Noncoordinate histone synthesis in heat-shocked Drosophila cells is regulated at multiple levels.

Transferring Drosophila tissue culture cells from 25 to 37 degrees C (heat shock) causes histone protein synthesis to become noncoordinate. To determine the level at which this is controlled, the synthesis, degradation, and translation of individual histone mRNAs was studied under both heat shock and control conditions. The increased synthesis of histone H2b protein during heat shock appears to be controlled primarily at the level of translation. During heat shock, H2b mRNA is transcribed at about the same level as in the control. However, H2b mRNA is more stable under heat shock than under control conditions and is predominantly found in polysomes. The reduction in synthesis of H2a, H3, and H4 protein during heat shock appears to be controlled at both the transcriptional and translational levels.

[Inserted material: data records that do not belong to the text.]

PR #3358, opened 2023-05-03
Fix issue with getting abilities

kkosiorowska:
Closes https://github.com/tahowallet/extension/issues/3363

## What

- Update the parameters for getting the abilities because there were changes to some parameters. Removal of unnecessary.
- Fetch open, completed and expired abilities to update the cache. This is required to compare the state of the data from the API with the state in the cache. There is no way to get information from the Daylight API about the removed abilities. 
- Removal of an out-of-date link -  `https://docs.daylight.xyz/reference/retrieve-wallets-abilities`

## UI
https://user-images.githubusercontent.com/23117945/236416129-ad2e4cc7-6c4c-4807-8aaf-46f0574a3495.mov

## To Test
Testing is difficult because we need an account with old cache abilities that no longer exist in the Daylight API. You can use the prepared patch file. The first refresh action adds abilities to the cache. The second allows you to call the `removeAbilities` method.

- [x] Use the patch file
- [x] Install new extension
- [x] Test ability should appear as open
- [x] Wait a minute and then open the waller again
- [x] Ability should be moved to deleted

```
git apply <<- EOF
diff --git a/background/services/abilities/index.ts b/background/services/abilities/index.ts
index b19283d1..b33b1301 100644
--- a/background/services/abilities/index.ts
+++ b/background/services/abilities/index.ts
@@ -12,7 +12,7 @@ import ChainService from "../chain"
 import { normalizeEVMAddress } from "../../lib/utils"
 import { Ability, AbilityRequirement } from "../../abilities"
 import LedgerService from "../ledger"
-import { HOUR } from "../../constants"
+import { MINUTE } from "../../constants"
 
 const normalizeDaylightRequirements = (
   requirement: DaylightAbilityRequirement
@@ -137,6 +137,25 @@ export default class AbilitiesService extends BaseService<Events> {
 
     const newAbilities: Ability[] = []
 
+    const shouldRemoveAbility = localStorage.getItem("shouldRemoveAbility")
+    if (shouldRemoveAbility === null) {
+      normalizedAbilities.push({
+        type: "mint",
+        title: "Test Ability",
+        description: null,
+        abilityId: "test-abilityId",
+        linkUrl: "",
+        completed: false,
+        removedFromUi: false,
+        address: address as NormalizedEVMAddress,
+        requirement: {
+          type: "hold",
+          address: "",
+        },
+        slug: "test-slug",
+      })
+    }
+
     await Promise.all(
       normalizedAbilities.map(async (ability) => {
         const isNewAbility = await this.db.addNewAbility(ability)
@@ -149,12 +168,15 @@ export default class AbilitiesService extends BaseService<Events> {
     if (newAbilities.length) {
       this.emitter.emit("newAbilities", newAbilities)
     }
-    /**
-     * We are not able to get information about the removed abilities from the Daylight API.
-     * To update the cache we have to compare the data with the received abilities.
-     * The ability can be open completed or expired. Therefore, we need to get the abilities for these 3 types.
-     */
-    await this.removeAbilities(address, normalizedAbilities)
+
+    if (shouldRemoveAbility === "true") {
+      /**
+       * We are not able to get information about the removed abilities from the Daylight API.
+       * To update the cache we have to compare the data with the received abilities.
+       * The ability can be open completed or expired. Therefore, we need to get the abilities for these 3 types.
+       */
+      await this.removeAbilities(address, normalizedAbilities)
+    }
   }
 
   async markAbilityAsCompleted(
@@ -182,7 +204,7 @@ export default class AbilitiesService extends BaseService<Events> {
   async refreshAbilities(): Promise<void> {
     const lastFetchTime = localStorage.getItem(this.ABILITY_TIME_KEY)
 
-    if (lastFetchTime && Number(lastFetchTime) + HOUR > Date.now()) {
+    if (lastFetchTime && Number(lastFetchTime) + MINUTE > Date.now()) {
       return
     }
     localStorage.setItem(this.ABILITY_TIME_KEY, Date.now().toString())
@@ -194,6 +216,13 @@ export default class AbilitiesService extends BaseService<Events> {
     for (const address of addresses) {
       this.emitter.emit("initAbilities", address as NormalizedEVMAddress)
     }
+
+    const counter = localStorage.getItem("counter")
+    if (counter === "1") {
+      localStorage.setItem("shouldRemoveAbility", "true")
+    }
+    const newValue = counter ? +counter : 0 + 1
+    localStorage.setItem("counter", newValue.toString())
   }
 
   async reportAndRemoveAbility(


EOF
```

Latest build: [extension-builds-3358](https://github.com/tahowallet/extension/suites/12776968774/artifacts/687252540) (as of Tue, 09 May 2023 15:12:15 GMT).


hyphenized:
Reviewing 👀

hyphenized (approved):
Works well! Left 2 minor comments

background/services/abilities/index.ts
```diff
@@ -113,6 +113,23 @@ export default class AbilitiesService extends BaseService<Events> {
...
+    address: HexString,
+    abilities: Ability[]
+  ): Promise<void> {
+    const cachedAbilities = await this.db.getAllAbilities()
+    const diffAbilities = cachedAbilities.filter(
+      (cachedAbility) =>
+        !abilities.find(
+          ({ abilityId }) => cachedAbility.abilityId === abilityId
+        )
+    )
```
jagodarybacka, line 126: I doubt it will be a real problem as users probably won't own that much abilities but can we make this algorithm a little bit better by mapping `abilities` ids instead of nesting another loop?

Something like:
```suggestion
    const ids = new Set(abilities.map(a => a.abilityId))
    const diffAbilities = cachedAbilities.filter(
      (cachedAbility) =>
        !ids.has(cachedAbility.abilityId)
    )
```

background/services/abilities/index.ts
```diff
@@ -113,6 +113,23 @@ export default class AbilitiesService extends BaseService<Events> {
...
+
+    diffAbilities.forEach(({ abilityId }) =>
+      this.markAbilityAsRemoved(normalizeEVMAddress(address), abilityId)
+    )
+  }
```
jagodarybacka, line 131: Does it make sense to make it a bulk update on database instead of marking them one by one?

kkosiorowska:
The approach to updating abilities will be changed. Let's fix all issues in one PR. https://github.com/tahowallet/extension/pull/3375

Although transcription of H2a, H3, and H4 mRNAs is reduced during heat shock, like H2b mRNA, they are more stable. However, unlike H2b mRNA, these mRNAs are not predominantly associated with polysomes during heat shock. Regulation of H1 synthesis during heat shock is completely different from that of the other histones. During heat shock, H1 mRNA is not transcribed, and unlike all of the other Drosophila mRNAs studied to date, its mRNA is not stable in heat-shocked cells. Results from in vitro translation studies support the conclusion that noncoordinate synthesis of the core histone proteins during heat shock is controlled at the level of translation.